PR #3079, opened 2024-08-01
ICU-22823 Fix memory leak while error in uniset.cpp

FrankYFTang:
##### Checklist

- [X] Required: Issue filed: https://unicode-org.atlassian.net/browse/ICU-22823

### DIFF
--- a/icu4c/source/common/uniset.cpp
+++ b/icu4c/source/common/uniset.cpp
@@ -981,6 +981,7 @@ void UnicodeSet::_add(const UnicodeString& s) {
     }
     strings->sortedInsert(t, compareUnicodeString, ec);
     if (U_FAILURE(ec)) {
+        delete t;
         setToBogus();
     }
 }


richgillam (approved):
LGTM

icu4c/source/common/uniset.cpp
```diff
@@ -981,6 +981,7 @@ void UnicodeSet::_add(const UnicodeString& s) {
     }
     strings->sortedInsert(t, compareUnicodeString, ec);
     if (U_FAILURE(ec)) {
+        delete t;
```
aheninger, line 984: I think this is incorrect, and that the original code is OK.

The `strings` UVector in UnicodeSet is set up with a deleter function. see uniset.cpp:1610.
Which means that `strings->sortedInsert(t, ...)` takes ownership the element being inserted, t. This is true always, failure or no. In the event of a failure, the `UVector` automatically deletes the item that it could not insert. See uvector.cpp:463

aheninger (changes requested):

icu4c/source/common/uniset.cpp
markusicu: Good catch! Thanks Andy!

FrankYFTang:
Invalid PR. Close it.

> **Assignment**
Working through the data above, find every line holding "common" and copy it.

> **Solution to this exercise**
--- a/icu4c/source/common/uniset.cpp
+++ b/icu4c/source/common/uniset.cpp
icu4c/source/common/uniset.cpp
icu4c/source/common/uniset.cpp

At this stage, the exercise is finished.